I arrive home, tired yet again, wanting to shower and sleep. It seems my ex has company over and I have to compose myself and smile, because no one wants to see how miserable I am. I make them uncomfortable, He says.

With a fake smile plastered on my face, pushing my discomfort aside, I go ahead and greet everyone at the dinner table, my heart sinking immediately after realizing that they were waiting for me.

The table was set up, but there were no signs of cooking or baking, and no Tupperware’s indicating that this was a potluck. My heart sinking deep into my stomach after understanding that tonight’s performance and service was my cooking.

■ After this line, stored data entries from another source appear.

PR #136, opened 2020-11-09
Move to Github Actions

### LINKED ISSUE #135: Moving from Travis to GitHub Actions
Hello 🙂 

Over the last few months we've been transferring all our CI from Travis to [GitHub Actions (GHA)](https://docs.github.com/en/free-pro-team@latest/actions/learn-github-actions). We've found that GHA are easier to work with, more reliable, and much much faster. 

Based on our success with GHA and increasing intermittent failures on Travis, we have now decided to try and remove Travis from Exercism's org altogether and [shift everything to GHA](https://github.com/exercism/exercism/issues/5396). This issue acts as a call to action if your track is still using Travis. 

For most CI checks this should be a transposing from Travis' syntax to [GHA syntax](https://docs.github.com/en/free-pro-team@latest/actions/reference/workflow-syntax-for-github-actions), and hopefully quite straightforward (see [this PR for an example](https://github.com/exercism/csharp/pull/1338/files)).  However, if you do encounter any issues doing this, please ask on Slack where lots of us now have experience with GHA, or post a comment here and I'll tag relevant people. This would also make a good Hacktoberfest issue for anyone interested in making their first contribution 🙂 

If you've already switched this track to GHA, please feel free to close this issue and ignore it.

Thanks!

jonmcalder:
Closes #135


jonmcalder:
@exercism/github-actions

.github/workflows/ci.yml
```diff
@@ -0,0 +1,70 @@
...
+
+      - name: Install project dependencies
+        run: |
+          install.packages(c("testthat", "jsonlite", "lintr", "magrittr"))
+        shell: Rscript {0}
+
+      - name: Run exercism/r ci pre-check (checks config, lint code) for all exercises
+        run: |
+          source("bin/run_lints.R")
+        shell: Rscript {0}
```
ErikSchierboom, line 46: Was there a specific reason not to run the linting in the `ci` step below? If it was integrated there, it would be a bit faster due to not having to do the checkout, setup of R and install package steps being doubled here.

ErikSchierboom (approved):
LGTM

.github/workflows/ci.yml
jonmcalder: Only did it this way cos I was working from the template suggested here: https://github.com/exercism/problem-specifications/blob/master/workflows/ci.yml

But I guess the steps were separated in the template cos linting usually only needs to be checked on a single stable version (and possibly has fewer dependencies) whereas one generally wants to run the tests on multiple versions (and more of the dependencies are required here) in case of any incompatibilities?

Is that tradeoff worth it or do you think I should rather just combine the lint and test checks in the CI step?

ErikSchierboom: Ah right. It probably makes sense to adhere to the default workflow then. I missed that, sorry.

jonmcalder: Cool no worries. Thanks so much for the review!

ErikSchierboom:
@jonmcalder Do you have merge permissions or do you want me to merge?

jonmcalder:
All good thanks!

ErikSchierboom:
Thanks for doing the PR!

He’s sitting down, presenting me to unfamiliar faces, holding me by the waist. He was proud to show me off, proud to show others what his bitch could do.

With swollen feet, I excused myself. There was no need for him to explain to his company where I was going because He knew I was coming down stairs in minutes again. And I did, the first trick I did for his friends’ entertainment. 4 men and 1 woman in my house. Not including myself, because I felt more like an object than a human

Most of his friends took pity on me and said they weren’t hungry and were ready to head out, but asshole #5 stated he was famished.

Being a slave is worse than being a whore.

As his friends excused themselves for them evening (minus asshole #5), He essentially began begging them to stay but they politely declined.

The woman in the group had been over a few times, but has never looked me in the eye. She knew, but I don’t blame her for not wanting to involve herself.

Being ignorant helps you sleep easy at night.


I stood by His right side, him sitting on the head of the table, holding me by the waist as him and his friend laughed at misogynistic jokes quite literally in front of my face. He then looked at me, which was my cue to ask,

“Is there anything I can do for you?”

There always was a positive response.

I catered to 2 grown men from 8pm to Midnight. I had pushed my threshold, I was nearing collapse. My feet tired and swollen from standing since 6am, but I became numb to the pain by 10pm. Every day, I was amazed by what my body could withstand.

There are times I wish I was weaker, so people could expect less of me.


Once company is gone for the night, the routine was as follows:

“Open your legs, open your mouth”, thrust, thrust, thrust.

It was easier to give in than to say no, struggle, and get taken anyways.

There were nights were it was over quick and he was soon asleep.

Other nights, I wasn’t passionate enough. A strike to my face or bloody bites to remind me who I belonged to.

I would cry myself to sleep often.

each time, he rips my wings off. how could I fly away?